Acta Neuropathol. 1996;91(5):549-53. doi: 10.1007/s004010050465.
A case of pigmented pilocytic astrocytoma (WHO grade I) incidentally found in a right temporopolar lobectomy specimen is reported. The patient, a 41-year-old woman, underwent surgery because of long-standing complex partial epilepsy of presumed post-traumatic origin. Using immunohistochemistry and electron microscopy, the tumor was shown to be composed of astrocytes without evidence of neurosecretory or melanocytic differentiation.

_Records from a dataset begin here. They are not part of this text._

PR #25135, opened 2025-09-18
Llamas 3.1 405B fp4 changes upstreaming from 355_wip

maleksan85:
Perf is the same:
upstream tp1
```
============ Serving Benchmark Result ============
Successful requests:                     320
Maximum request concurrency:             64
Benchmark duration (s):                  413.07
Total input tokens:                      326905
Total generated tokens:                  327680
Request throughput (req/s):              0.77
Output token throughput (tok/s):         793.27
Total Token throughput (tok/s):          1584.66
---------------Time to First Token----------------
Mean TTFT (ms):                          5240.27
Median TTFT (ms):                        5150.59
P99 TTFT (ms):                           13542.02
-----Time per Output Token (excl. 1st token)------
Mean TPOT (ms):                          75.58
Median TPOT (ms):                        76.05
P99 TPOT (ms):                           79.35
---------------Inter-token Latency----------------
Mean ITL (ms):                           75.58
Median ITL (ms):                         66.27
P99 ITL (ms):                            73.04
----------------End-to-end Latency----------------
Mean E2EL (ms):                          82558.95
Median E2EL (ms):                        82994.12
P99 E2EL (ms):                           89413.31
==================================================
```

355_wip tp1
```
============ Serving Benchmark Result ============
Successful requests:                     320
Maximum request concurrency:             64
Benchmark duration (s):                  415.51
Total input tokens:                      326905
Total generated tokens:                  327680
Request throughput (req/s):              0.77
Output token throughput (tok/s):         788.62
Total Token throughput (tok/s):          1575.37
---------------Time to First Token----------------
Mean TTFT (ms):                          5262.51
Median TTFT (ms):                        5156.42
P99 TTFT (ms):                           14143.78
-----Time per Output Token (excl. 1st token)------
Mean TPOT (ms):                          76.03
Median TPOT (ms):                        76.44
P99 TPOT (ms):                           79.86
---------------Inter-token Latency----------------
Mean ITL (ms):                           76.03
Median ITL (ms):                         66.64
P99 ITL (ms):                            69.13
----------------End-to-end Latency----------------
Mean E2EL (ms):                          83044.74
Median E2EL (ms):                        83387.81
P99 E2EL (ms):                           90413.53
==================================================
```

Command:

The cytoplasmic pigment was identified as neuromelanin by its histochemical staining properties and ultrastructure. Although rare cases of ependymoma, subependymoma, choroid plexus papilloma and ganglioglioma with melanogenesis are on record, no melanotic astrocytoma has been described so far.
报告了1例在右颞极叶切除标本中偶然发现的毛细胞型色素性星形细胞瘤(世界卫生组织I级)。该患者为41岁女性,因长期存在的推测为创伤后起源的复杂部分性癫痫接受手术。通过免疫组织化学和电子显微镜检查,肿瘤显示由星形细胞组成,无神经分泌或黑素细胞分化的证据。根据其组织化学染色特性和超微结构,细胞质色素被鉴定为神经黑素。虽然有记录显示室管膜瘤、室管膜下瘤、脉络丛乳头状瘤和神经节胶质瘤发生黑色素生成的罕见病例,但迄今为止尚未描述过黑素性星形细胞瘤。